What Digby also ensures to apply to in his studies are surroundings typical mundane, everyday life. The effect on emotion therefore entirely relies on the artist's play with perspective and viewpoints. This is clearly defined in the works that the artists had chosen to display out of his broad collection, and too, the order in which he has chosen to display the paintings. As you pass the first two works Waiting Room and Buildings you are confronted with the protruding perspectives and a sense of angst and despair. However, when moving on to view the third work of the series you are confronted with a viewpoint that plays on the contrary.


In the third painting Hard shoulder we become confronted by our Man having been taken out of everyday surroundings and placed on a hard shoulder in front of greenery. The location itself bares relation to a sense of hope and optimism contrasting with the other entirely industrial settings. This sense of elevation from the subject's despair is in fact communicated in a number of ways. The relation between the figure's clothing and surroundings also convey the intended mood. Whereas, in the other three works the figure is dressed in a brown-grey suit, in Hard shoulder the figure is conveyed in a green smock that corresponds with the greenery in the background. Moreover, the sitter seems to have managed to uplift himself to some degree out of his favoured foetal position and straighten his back, relieving the sense of restraint displayed in the other figurative poses.

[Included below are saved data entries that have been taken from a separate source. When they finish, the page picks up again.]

Issue #797, opened 2026-06-21
fix(project): genomic projection of c.* variants in the 3'UTR poly-A region (NM_003002.2; #790 residual)


nh13:
## Problem

A `c.*` variant whose 3'UTR position falls in a transcript's **poly-A tail** cannot be projected to the genome — the poly-A tail is post-transcriptional and has no genomic coordinate, so the exon→genome map (correctly) does not cover it.

Surfaced by #790 (PR #795): the NM_003002.2 derived exon structure covers the genomic core (poly-A excluded), so:

```
NG_012337.1(NM_003002.2):c.*824del      expected="NG_012337.1:g.13948del"  err="project: Invalid coordinates: Cannot map tx position 1364 to genome"
NG_012337.1(NM_003002.2):c.*824+10del   expected="NG_012337.1:g.13958del"  err="project: Invalid coordinates: Cannot map tx position 1364 to genome"
```

Both remain in `baseline-failures/genomic.txt`.

## What was tried (and why it's not trivial)

Extending the last exon into contiguous downstream genome (so the poly-A region gets coordinates) was attempted during #790 and **reverted** — it produced a *wrong* genome coordinate (`g.13965del` for both, vs mutalyzer's distinct `g.13948`/`g.13958`), because the sibling-anchored 3'UTR differs from the target's. mutalyzer maps these positions by a base-agnostic coordinate walk into contiguous genome using the *target's own* 3'UTR structure, which a sibling anchor doesn't reproduce.

## Direction (decide in design)

- Map a `c.*` poly-A-region position to contiguous downstream genome using the **target transcript's own** 3'UTR genomic extent (not a sibling's), when derivable; otherwise decline cleanly rather than emit a wrong coordinate. 
- This is narrow (the only corpus rows today are the two SDHD `c.*824` rows) but is the residual #790 explicitly carved out.

Refs #790, #795, #487/#672.

Issue #506, opened 2026-05-31
feat(project): extend direct c.→p. path to bare n./r. (Tx/Rna) inputs


nh13:
The #498 direct c.→p. path handles bare-`NM_` **coding (`c.`)** inputs (`HgvsVariant::Cds` with no `genomic_context`). Bare non-coding (`n.`) / RNA (`r.`) transcript inputs still route through the genome pivot and fail with `unsupported projection: input variant has no parent reference`.

Example: `NM_003002.4:n.206_210del` → expected `NM_003002.4(NP_002993.1):p.(Gly58GlnfsTer9)`; ferro errors (no parent).

Extend the direct path to `HgvsVariant::Tx` (and `Rna`) bare inputs: an `n.` position is a 1-based transcript position, convertible to a CDS position via the transcript's `cds_start` (`cds_to_transcript_pos` / `CdotTranscript::cds_to_tx`) without the genome, so the same `predict_protein_consequence` helper applies once the n.→CDS offset is resolved. Guard UTR/intronic cases as in the coding path.

Refs #498, #326.

Issue #493, opened 2026-05-29
Enforce HGVS bracket/allele cardinality uniformly across all coordinate systems (strict mode)


nh13:
## Summary

Single-variant bracket forms (`c.[76A>C]`, `g.[1000G>A]`, `p.[=]`, `r.[…]`), standalone pure-marker brackets (`c.[=]`, `[?]`, `[0]`), and empty brackets (`c.…[];[]`) are accepted by the parser today and silently unwrapped/preserved. The HGVS v21 spec marks these as **non-conformant**. We should enforce the bracket/allele cardinality rule **uniformly across every coordinate system** (`c/g/n/m/o/r/p`), driven by the existing strict/lenient/silent error-handling machinery — not as a per-axis patch.

This was surfaced by a CodeRabbit comment on #475 that proposed rejecting only `p.[=]`/`p.[(?)]`. A protein-only fix is the wrong scope: `p.[=]` travels the same compact-prefix singleton path as `c.[76A>C]` and `g.[1000G>A]`, and the parser accepts singletons identically on all axes (`test_singleton_cis_allele_preserves_wrapper`, plus the "Singletons are intentionally accepted" comments in each dispatch arm of `src/hgvs/parser/variant.rs`). Fixing protein alone would make it the lone divergent axis.

## What the spec mandates

From `assets/hgvs-nomenclature/docs/recommendations/DNA/alleles.md` (mirrored in `RNA/alleles.md`, `protein/alleles.md`) and `general.md:79`:

- `[ ]` is **allele** syntax.
- **cis** = one bracket pair with ≥2 members: `c.[2376G>C;3103del]`.
- **trans** = ≥2 bracket groups: `c.[2376G>C];[3103del]`.
- A single variant in brackets standalone — `c.[76A>C]` — is explicitly marked `invalid` (alleles.md note: *"I find the notation `c.[76A>C]` … misleading"*; recommended form is `c.[76A>C];[76=]`).
- Empty brackets `c.…[];[]` are explicitly *"not allowed"* (alleles.md, homozygous note).
- Pure markers `=`, `?`, `0` are valid **only as a whole group inside a multi-group trans construct** (`c.[2376G>C];[=]`, `;[?]`, `;[0]`) — never standalone `c.[=]`.

So the conformant shapes, identical for all seven axes, are:

1. one bracket group with **≥2 cis members**, or
[...]

PR #1751, opened 2026-08-12
fix(hgvs): refuse `n.*N` at parse in every mode; `n.-N` stays strict-only

### LINKED ISSUE #1748: Parser accepts `n.*N` and `n.-N`, zones `background/numbering.md:50-54` does not put on the non-coding axis
`background/numbering.md:50-54` enumerates the whole `n.` axis and there is no `*` zone and no negative zone on it:

```
50: ### non-coding DNA reference sequences
51:
52: - nucleotide numbering is `n.1`, `n.2`, `n.3`, ..., etc., from the first to the last nucleotide of the reference sequence.
53: - nucleotides in introns are numbered as for coding DNA reference sequences (see above), although proceeded by `n.` (not `c.`).
54: - it is **not** allowed to describe variants in nucleotides beyond the boundaries of a transcript reference sequence, using that transcript reference sequence.
```

`:52` is an exhaustive enumeration — `n.1` through the last nucleotide. `:53` grants introns *explicitly*, which is what makes `:52`'s silence about `*`/`-` meaningful rather than merely terse: the spec knew how to add a zone to this axis and added exactly one. `:54` then forbids naming anything past the boundary outright. `numbering.md:45` records that the sibling proposal — extending the numbering to mark non-transcribed nucleotides — "[has] been made but [was] rejected".

The `*` and `-` zones genuinely exist on the **coding** axis (`c.`), where they are anchored to the CDS rather than to the sequence: `c.-1` is the base before the ATG and `c.*1` the base after the stop, both still *inside* the transcript. `n.` has no CDS to anchor them to, so `n.*1` and `n.-1` can only mean "outside the reference sequence", which is exactly what `:54` prohibits.

## Ferro accepts both, in every mode

```
$ ferro parse 'NR_037639.1:n.*5A>G'   # accepted, re-emitted verbatim
$ ferro parse 'NR_037639.1:n.-5A>G'   # accepted, re-emitted verbatim
```

`TxPos` carries a `downstream: bool` (the `*`) and admits `base < 0`, and neither is gated anywhere.

## Ferro's own tests assert the prohibited form is correct

`tests/it/issue_255_noncoding_markers.rs` opens:

```
//! Per HGVS v21, the `n.` coordinate system uses:
//! - `-N` upstream of transcript start
//! ...
//! - `*N` downstream of transcript end
```

That premise is not in v21. It is the `c.` axis's zone list transplanted onto `n.`, and #255 pinned 15 round-trips on it. Those rows are the ones a fix has to account for.

## Scope

The **coding** axis is untouched: `c.*N` and `c.-N` are legal HGVS and ferro deliberately entertains a past-the-end `c.*` in the poly-A carve-out (#797, `src/project/projector.rs`).

The **`r.` axis is deliberately out of scope**, and not by omission. `numbering.md:58` — "nucleotide numbering for an RNA reference sequence follows that of the associated **coding or non-coding** DNA reference sequence; nucleotide `r.123` relates to `c.123` **or** `n.123`" — makes `r.`'s zone set a property of the underlying reference, not of the prefix. `r.*5` is legal on a coding transcript (`:61`) and prohibited on a non-coding one (`:60`), and the parser holds no provider, so it cannot tell which it has. By contrast `general.md:26` makes `n.` a claim about the reference *type* — "`n` for a non-coding DNA reference sequence" — so `numbering.md:52` binds on the prefix alone, with no reference lookup. The accession is not a substitute signal either: ferro's own corpus carries `NM_003002.4:n.*5del`, an `n.` description on a coding accession.

## Where it should be enforced

`rulings[absolute-prohibition-enforcement-stage]` (decided 2026-08-10) settles the stage and it is **mode-dependent**: strict fails at PARSE, lenient does not validate input conformance, silent is lenient without messages. So this belongs on the `parse_hgvs_with_config` seam keyed on `ErrorConfig::action_for`, alongside `apply_bracket_cardinality_rule` (#493) and `apply_alignment_only_symbol_rule` (#1627) — **not** in the grammar, which would refuse in every mode and contradict that ruling.

This is a sibling of #1630 rather than a duplicate: #1630 is the campaign to move `checklist.md`'s existing prohibitions onto that seam, and this clause is not on the checklist at all — it is unenforced anywhere, at any stage, in any mode.

nh13:
`background/numbering.md:50`–`:54` enumerates the non-coding DNA axis in full. `:52` numbers it "`n.1`, `n.2`, `n.3`, ..., etc., from the first to the last nucleotide of the reference sequence", `:53` grants intronic offsets explicitly, and `:54` states that "it is **not** allowed to describe variants in nucleotides beyond the boundaries of a transcript reference sequence, using that transcript reference sequence". `:53` is what makes `:52`'s silence about `*` and `-` an exclusion rather than terseness: the spec knew how to add a zone to this axis and added exactly one. `numbering.md:45` records that the proposal to mark non-transcribed nucleotides was rejected.

So both `n.*N` and `n.-N` name zones the axis does not have. They are refused at **different stages**, and the split is measured rather than argued.

## The measurement

Over the four committed corpora (`clinvar_hgvs_500k`, `clinvar_hgvs_unique`, `cmrg_genes_exhaustive`, `paraphase_genes_exhaustive`), **103,762** `n.`-axis rows:

| marker | rows | stage | code |
|---|---|---|---|
| `n.*N` | **0** | refused at parse in **every mode**, bare entry included | `E1003 InvalidPosition` |
| `n.-N` | **5** | refused at **strict** parse only | `W4008` |

The `n.*N` zero is real, not structural — the same scan over the same rows finds `n.-N` five times, so the counter can see the class.

Those five are `NR_003051.3:n.-57T>C`, `NR_003051.3:n.-30_-7dup` and `LRG_163t1:n.-5delins17` (all RMRP, whose upstream promoter variants are the clinically conventional case for the spelling), `NR_029595.1:n.-4771G>T` (MIR208A) and `NR_033294.1:n.-6G>A` (SNORD118). **NCBI publishes all five today**, so lenient, silent and the mode-less `parse_hgvs` entry keep accepting them — that entry being the one every `ferro` subcommand and all four corpus consumers call. `the_five_real_clinvar_rows_still_parse_on_the_bare_entry` pins them by name.

So `n.*N` is refused because the axis has no such zone **and nothing in the wild uses it**; `n.-N` is deviation-tolerated in the permissive modes precisely **because real clinical data uses it**, on the identical clause reading.

## The unconditional half is a maintainer decision, and it departs from a decided ruling

Refusing `n.*N` in every mode does not fit `rulings[absolute-prohibition-enforcement-stage]` (decided 2026-08-10), which makes enforcement mode-dependent uniformly. That is stated plainly rather than reconciled away, because both available reconciliations are weaker than they look:

- *"`n.*5` names no position at all, so it is a grammar matter outside that record."* Arguable, **not conclusive**: `checklist.md:16` says a genomic reference "can not have nucleotides with additions like a `+`, `-`, or `*`", so `g.*10` is exactly parallel — and that record's own census places `g.*10` under mode-gating and says lenient should newly *accept* it. A scoping rule that carves out `n.*N` carves out `g.*10` too.
- *"The record's question names only `checklist.md`."* True of the question sentence; its rationale generalises to "every absolute prohibition", and `:54` is one.

What holds is narrower and empirical. That record rejected unconditional refusal for one stated reason — it "would newly refuse inputs ferro accepts today, with no escape for a caller round-tripping a real-world corpus" — and for this shape there is no such caller. So the unconditional arm is a **maintainer's decision** under rule 6 of the `README.md` ruleset, disclosed under rule 7, and **revisitable on user demand**: a reported real-world `n.*N` corpus is grounds to move it onto the `n.-N` schedule, not to defend the refusal.

An amendment to `absolute-prohibition-enforcement-stage` recording the carve-out is **signed off and applied**, as the second commit on this branch. It appends to that record's `rationale` only — no clause is added, no status changes, and the ledger census is unmoved at 23 / 20 / 3, verified per-site across all five derived pins. `the_unconditional_arm_is_a_disclosed_departure` pins the shape of the split in code, so neither arm can be quietly moved onto the other's schedule.

**This PR refuses descriptions ClinVar publishes today only in the `n.-N` case, and only in strict mode.** No `n.*N` description exists in any corpus ferro ships.

## `E1003`, not a second `W4008`

One input must not carry two diagnoses. `n.0` — the other position this axis can spell and does not have — is already `E1003 InvalidPosition` in every mode, so `n.*N` joins it there; an unconditional refusal is an error, not a mode-dependent warning. `W4008` is now solely the `n.-N` diagnosis, and its registry entry, `ErrorType` docs, Python enum comment and audit rows say so.

## A message defect fixed on the way past

`numbering.md:54` prohibits a nucleotide beyond a transcript's boundaries **"using that transcript reference sequence"** — a conditional on its own subject. For the selector form `NG_007485.1(NR_003529.3):n.-40000del` the reference sequence is the genomic `NG_007485.1`, which *does* contain the nucleotide; the transcript is only the numbering selector. The old message asserted the `:54` half verbatim for that shape. Both messages now come from one builder on `NonCodingZoneMarker` and quote `:54` only where its condition holds; the refusal stands on `:52` alone otherwise. Pinned by `the_boundary_clause_is_not_asserted_for_the_selector_form`.

## Where the checks live

`n.*N` is refused by `validate_noncoding_downstream_zone`, a per-leaf rule in `parse_variant` — the single generic entry both `parse_hgvs` and `parse_hgvs_with_config` funnel through, and the fast path never reaches an `n.` description. `n.-N` stays on the mode-gated `parse_hgvs_with_config` seam alongside `apply_bracket_cardinality_rule` (#493) and `apply_alignment_only_symbol_rule` (#1627). Both are AST-keyed on `TxPos.downstream` / a negative `TxPos.base`, never a scan of the rendered text — an accession contains `-`, and so does `:53`'s intronic offset. `n.6-3` is an intronic distance, not a zone, and is untouched.

The coding axis is untouched, including the deliberate past-the-end `c.*` in the #797 poly-A carve-out. The `r.` axis is untouched deliberately: `numbering.md:58` makes an `r.` description's zone set a property of the underlying coding *or* non-coding reference, which a parser holding no provider cannot resolve.

## Fallout, in full

`n.*N` was used as a convenient downstream-position fixture in the sites below, all of which are about something else. `TxPos::downstream` is public API, so every one of those AST shapes is still reachable by construction and every consumer still has to handle it — the fixtures are built rather than parsed, which keeps their subject:

- **Constructed**: `src/spdi/convert.rs` (2 tests), `src/hgvs/variant.rs` self-cancelling overlap, `tests/it/issue_336_position_past_end.rs` (2 tests), `tests/it/mutalyzer_normalize_tests.rs`'s #506 projector guard.
- **Inverted to assert the refusal**: `src/hgvs/parser/variant.rs::test_parse_tx_downstream_positions` (plus a `c.*5` control), `tests/it/issue_253_boundary_spanning.rs::n_body_to_downstream_del_is_refused`.
- **rstest corpora**: `tests/it/parser_tests.rs` and `tests/it/normalize_tests.rs` — the `NR_033294.1:n.*5C>G` case is replaced by that accession's **real** ClinVar row, `NR_033294.1:n.-6G>A`.
- **Assertion removed with a comment** (the shape can no longer be authored): `tests/it/issue_1482_boundary_crossing_sibling.rs`, `tests/it/issue_1508_overlap_across_region_boundary.rs`. Their property is carried by the surviving `n.-N` rows.
- **`tests/it/issue_255_noncoding_markers.rs`** — §2 and the two downstream crossings in §5 re-pointed to `c.` on `NM_000492.4`, where `*N` is genuinely legal; §1 and the two upstream crossings deliberately **stay** on `n.`, because they are now the shape guard behind the five ClinVar rows. The module doc says which half moved and why the other did not.

One consequence worth naming: `Region::TxDownstream` is now unreachable from any parsed description. It survives for directly-constructed ASTs, which is why the fixtures above are constructed rather than deleted.

## Public-API note

`TxPos::downstream` remains constructible, so a Rust library caller can build an `n.*N` AST whose rendering `parse_hgvs` now refuses. Normalization never mints that flag — the two sites that can emit it (`canonicalize_tx_variant`'s downstream short-circuit and `build_tx_merged`'s `Region::TxDownstream` arm) strictly preserve an input flag, and no string entry point (parser, CLI, Python, VCF, SPDI, projector) reaches the shape — so no corpus row and no stored string changes. `FERRO_ASSERT_REPARSE` gains a third, AST-keyed allow-list entry recording that ferro no longer claims this AST is renderable; it is keyed on `noncoding_zone_marker` and so cannot exempt `c.*N`, which stays legal and parses.

That entry was added because the oracle sweep caught two real failures introduced by this PR — `issue_336_position_past_end::lenient_mode_skips_n_downstream_position` and `::lenient_mode_preserves_downstream_n_indel_without_normalization`, both test-side, both from converting a parsed fixture into a constructed one. Measured like for like under all four oracles: 18 failures on `origin/main`, 20 on this branch pre-fix, 0 new after the fix. The 18 are the documented pre-existing residue that `run_oracle_suite.sh` excludes by design.

Also fixed: `rulings[c-and-n-positions-are-flat-transcript-offsets]` was cited three times and **exists in no ledger on this base** — `ruling_citation_currency` rejects a citation that does not resolve. That record is added by #1735, which is not a dependency of this PR, so the citations are removed and the argument is made from the clause directly.

No `*_failure_expectations.json` changes; no `n.*N` appears in any committed fixture, example, bench or bin.

Closes #1748

Representation-Change: none. 0 of 103,762 committed `n.`-axis corpus rows move. `n.*N` is newly refused at parse in every mode and occurs 0 times in that corpus; the `n.-N` half keeps its strict-only mode gate precisely so the five real ClinVar rows on it (`NR_003051.3:n.-57T>C`, `NR_003051.3:n.-30_-7dup`, `NR_029595.1:n.-4771G>T`, `LRG_163t1:n.-5delins17`, `NR_033294.1:n.-6G>A`) keep parsing unchanged on the bare entry and in lenient/silent. No stored string changes.


nh13:
@coderabbitai pause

Yet, what really strikes me is Digby's clever use of viewpoint. Whilst before, we were discomforted by the protruding perspective, Digby now employs the flat-painterly aspect in full proportion. As the pictorial space works flat, over a horizontal plane, we are given relief and allowed time to contemplate the imagery.Paul Digby's work is highly resolved in our relation to our everyday lives and our sense of psych. Visiting his work has brought a powerful sense of confrontation between our sense of selves and how we overlook the constant working of our mentalities within even the most routinely aspects of our daily lives. A must see!

1 comment:

  1. It was interesting to read that you were obviously more involved with Paul Digby's work that the performance work by Sarah Spanton. What do you think of spaces which attempt to show different sorts of work at the same time? Does this make neither properly accessable? or does it offer the audience more choice? Should performance be done in dedicated spaces such as theatres?